The day at the institution was special for us as we saw the men’s hearts melt at the realization (over 6 months of forgiveness therapy) that they have been deeply hurt by others, not only perpetrators of hurt onto others. They gained the insight that their own anger, rage, and fury built up to such an extent that it came roaring out onto others. As one man said, “Forgiveness is the enemy of hatred.”

Another man had this remarkable insight that anger, which is displaced onto unsuspecting other people, leads to the victim possibly passing that anger to another person, who may pass it on yet again. At some point, he reasoned, someone has to stop the passing on of anger and forgiving can do that job. He said this: “When another is in pain, they are on the hook.  Then they put you on the hook. hen you put others on the hook.” He was clearly seeing that his anger was passed to his victim(s).

After our meeting with the men who took part in the 6-month forgiveness group, several of the men came up privately to me. Each one had tears in his eyes and whispered that he needs to forgive himself now. They are having a hard time living with themselves.  The remorse was genuine and the pain real.

After 30 years of studying forgiveness and seeing the scientific results of a significant reduction in anger by those who forgive, I am confident that as the people in prison (both men and women) learn to forgive, their anger within the institution may diminish, making their prison home safer for everyone, including the officers and all who attend to them.

This is a new idea for corrections. May it be a standard idea within a decade.

Robert

It seems that there are many people who are angry at God. Their anger is real and something to be overcome for a better relationship with God. Do you suggest that they forgive God? In my understanding, the loving and holy God cannot do anything unjust, so it is challenging for me to conceptualize how people might be forgiving God. However, their anger is real and something to be resolved—that’s the key and real issue stimulating the idea of forgiving God. Thank you for your wisdom.

The late Lewis Smedes in his book, Forgive and Forget, suggested that God is big enough to take our resentment and our forgiving.  I am a great admirer of Dr. Smedes, but I think he got this one wrong.  As you say, a perfect God cannot be unjust.  If we presume otherwise, this can open up many errors in theology.  For example, God is imperfect in this scenario and so why follow the imperfect?  God is capable of sin in this scenario.  Would you want to worship a sinful being?

Instead of forgiving God, I recommend working on acceptance—-acceptance of God’s will.
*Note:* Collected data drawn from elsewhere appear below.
PR #3148, opened 2022-10-18
S3 Proxy: fix support for buckets with dots

nl0:
Add slash after the bucket name conditionally (only when there's more path segments after it), so that the operations on the bucket itself (head bucket, list objects in the root) don't lead to signature mismatch errors.

### DIFF
--- a/s3-proxy/nginx.conf
+++ b/s3-proxy/nginx.conf
@@ -60,13 +60,29 @@ http {
             set $s3_path_prefix '';
             if ($s3_bucket ~ "\.") {
                 set $s3_host '$s3_host_suffix';
-                set $s3_path_prefix '$s3_bucket/';
+                set $s3_path_prefix '$s3_bucket';
+            }
+
+            set $s3_path_suffix '';
+            # Use $request_uri rather than $s3_path because it needs to stay encoded.
+            if ($request_uri ~ "^/[^/?]+/[^/?]+/?(.*)") {
+                set $s3_path_suffix "$1";
+            }
+
+            set $slash_needed '';
+            if ($s3_path_prefix) {
+                set $slash_needed '${slash_needed}1';
+            }
+            if ($s3_path_suffix ~ '^[^?]+') {
+                set $slash_needed '${slash_needed}1';
+            }
+            if ($slash_needed = '11') {
+                set $s3_path_prefix '$s3_path_prefix/';
             }
 
             # Proxy the request to S3.
-            # Use $request_uri rather than $s3_path because it needs to stay encoded.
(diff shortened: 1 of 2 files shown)


nl0:
> I haven't gotten a chance to test the signatures myself, but can you try if this logic works? I think it's slightly less hacky than "11":

@dimaryaz i've tried and it works, thanks! i've also added some changes to support empty path suffix (needed e.g. for head bucket requests)

s3-proxy/nginx.conf
```diff
@@ -58,17 +58,29 @@ http {
...
-            # Proxy the request to S3.
+            set $s3_path_suffix '';
             # Use $request_uri rather than $s3_path because it needs to stay encoded.
             if ($request_uri ~ "^/[^/?]+/[^/?]+/?(.*)") {
-                proxy_pass 'https://$s3_host/$s3_path_prefix$1';
+                set $s3_path_suffix "$1";
+            }
+
+            # Don't add a slash if there's no more path segments
+            if ($s3_path_suffix !~ '^[^?]+') {
```
dimaryaz, line 75: Don't need the `+`, right?

dimaryaz (approved):

dimaryaz:
(Sorry, looks like my first "+" comment didn't submitted, and then it ended up with two.)

s3-proxy/nginx.conf
nl0: yeah, seems so

nl0:
```suggestion
            if ($s3_path_suffix !~ '^[^?]') {
```

s3-proxy/nginx.conf
```diff
@@ -58,17 +58,29 @@ http {
...
+                set $s3_path_prefix '$s3_bucket';
+                set $s3_path_sep '/';
             }
 
-            # Proxy the request to S3.
+            set $s3_path_suffix '';
             # Use $request_uri rather than $s3_path because it needs to stay encoded.
             if ($request_uri ~ "^/[^/?]+/[^/?]+/?(.*)") {
-                proxy_pass 'https://$s3_host/$s3_path_prefix$1';
+                set $s3_path_suffix "$1";
```
dimaryaz, line 71: I've run into this before... It's likely an Nginx bug.

This will keep URL encoding:
```
  proxy_pass 'https://$s3_host/$s3_path_prefix$s3_path_sep$1;
```

But this will break it:

```
  set $s3_path_suffix "$1";
  proxy_pass 'https://$s3_host/$s3_path_prefix$s3_path_sep$s3_path_suffix';
```

Even though they are supposed to be exactly the same thing.

Will need to work around it somehow. Worst case, have two `if`s, for requests with and without path segments.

Sometimes this involves suffering, but out of suffering can come strength, patience, and a deep empathy for those who suffer.

As I was thinking about forgiving people who have hurt me, I began to realize that sometimes the central person I have to forgive is myself. Is it acceptable to consider forgiving myself?
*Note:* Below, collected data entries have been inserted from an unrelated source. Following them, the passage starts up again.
PR #3155, opened 2022-10-20
Fix URL encoding in s3 proxy

dimaryaz:
Using "set" causes the URL to be decoded - likely an Nginx bug. We have to use "$1" immediately, without storing it in a variable.

We already have an "s3_path" variable we can use for the "/" logic, though, so that makes it simpler.


nl0 (approved):
ok, this is working. thanks!

PR #3158, opened 2022-10-25
Extend JsonEditor with additional controls and forms and add workflows in particular

fiskus:
* Added React context provider where we can set elements for using inside JSONEditor Column
* Added WorkflowsToolbar in particular, that can create additional fields for new workflow using form
* Added components/Form, that can be used for elements for react-final-form. We already use more or less similar but not identical fields in Admin forms and PackageCreate forms, it's easy to unify them

Screenshot from 2022-10-26 11-56-49
Screenshot from 2022-10-26 11-56-59
Screenshot from 2022-10-26 11-57-29


catalog/app/components/FileEditor/QuiltConfigEditor/WorkflowsToolbar.tsx
```diff
@@ -0,0 +1,320 @@
...
+      setOpen(false)
+    },
+    [onChange],
+  )
+
+  return (
+    <>
+      <Button onClick={() => setOpen(true)} />
+      <Popup
+        bucket={bucket || 'fiskus-sandbox-dev'}
```
nl0, line 246: are you hardcoding `fiskus-sandbox-dev` bucket intentionally?

catalog/app/components/Form/Field.tsx
```diff
@@ -0,0 +1,40 @@
...
+})
+
+interface FieldProps {
+  error?: string
+  helperText?: React.ReactNode
+  input: RF.FieldInputProps<string>
+  validating?: boolean
+}
+
+export default function Field({
```
nl0, line 19: "Field" seems too generic imo, especially considering that in fact it's a TextField under the hood

nl0 (approved):

catalog/app/components/FileEditor/QuiltConfigEditor/WorkflowsToolbar.tsx
fiskus: Unintentional, while I was debugging in `/storybook` where is no `bucket`

catalog/app/components/Form/Field.tsx
fiskus: Renamed to `TextField`

nl0 (approved):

Yes, and the process of forgiving yourself is described in detail in my book, 8 Keys to Forgiveness (W.W. Norton & Company, 2015, available at amazon.com). The difference between forgiving others and forgiving yourself is that in forgiving the self, you also need to go to those who were hurt by your actions and ask for forgiveness. So, you forgive (the self) and seek forgiveness (from others) in self forgiveness.